Les mots ne peuvent pas tout. Mal employés ou utilisés de manière inappropriée ils ajoutent à la confusion. Notre Président de la République parle beaucoup; trop. S’il s’exprime bien, ses paroles me semblent souvent relever de l’empilage stylistique et idéologique. Il a bien parlé ... mais qu'a-t-il dit?

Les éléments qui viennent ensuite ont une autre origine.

PR #1834, opened 2018-10-20
fixes 'metacontroller's compositecontrollers and decoratorcontrollers need to be at Cluster scope'

### LINKED ISSUE #1833: metacontroller's compositecontrollers and decoratorcontrollers need to be at Cluster scope
See metacontroller's [yaml](https://raw.githubusercontent.com/GoogleCloudPlatform/metacontroller/master/manifests/metacontroller.yaml)

kkasravi:
fixes #1833

---
This change is [Reviewable](https://reviewable.io/reviews/kubeflow/kubeflow/1834)

### DIFF
--- a/kubeflow/metacontroller/metacontroller.libsonnet
+++ b/kubeflow/metacontroller/metacontroller.libsonnet
@@ -1,7 +1,5 @@
 {
-  local k8s = import "k8s.libsonnet",
   local util = import "kubeflow/core/util.libsonnet",
-  local crd = k8s.apiextensions.v1beta1.customResourceDefinition,
 
   new(_env, _params):: {
     local params = _env + _params,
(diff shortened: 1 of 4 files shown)


jlewi:
So metacontroller is a cluster scoped resource? 

It looks like this PR is installing metacontroller by default. Do we already have a component that depends on metacontroller or is this in preparation for the new Jupyter CRD?

jlewi:
So metacontroller is cluster scoped?

It looks like you are installing metacontroller by default now with kfctl.sh. Do we already have something that is using metacontroller by default? Or is this in preparation for the Jupyter CRD.

kkasravi:
Yes, metacontroller in 0.2 is cluster scoped.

Ces derniers jours en ont fourni de nouvelles illustrations sur le dramatique sujet de l'antisémitisme. Je vous propose d’analyser certaines propositions de sa lettre aux français de ce jour, ainsi que des deux discours qu'il vient de prononcer, le premier devant le Grand Orient de France à l'occasion de son 250e anniversaire et le second devant la flamme du soldat inconnu à l'occasion des célébrations du 11 novembre.
Respectons la chronologie et commençons par le premier. Au
sujet de l'antisémitisme le président a critiqué ceux qui selon lui « ...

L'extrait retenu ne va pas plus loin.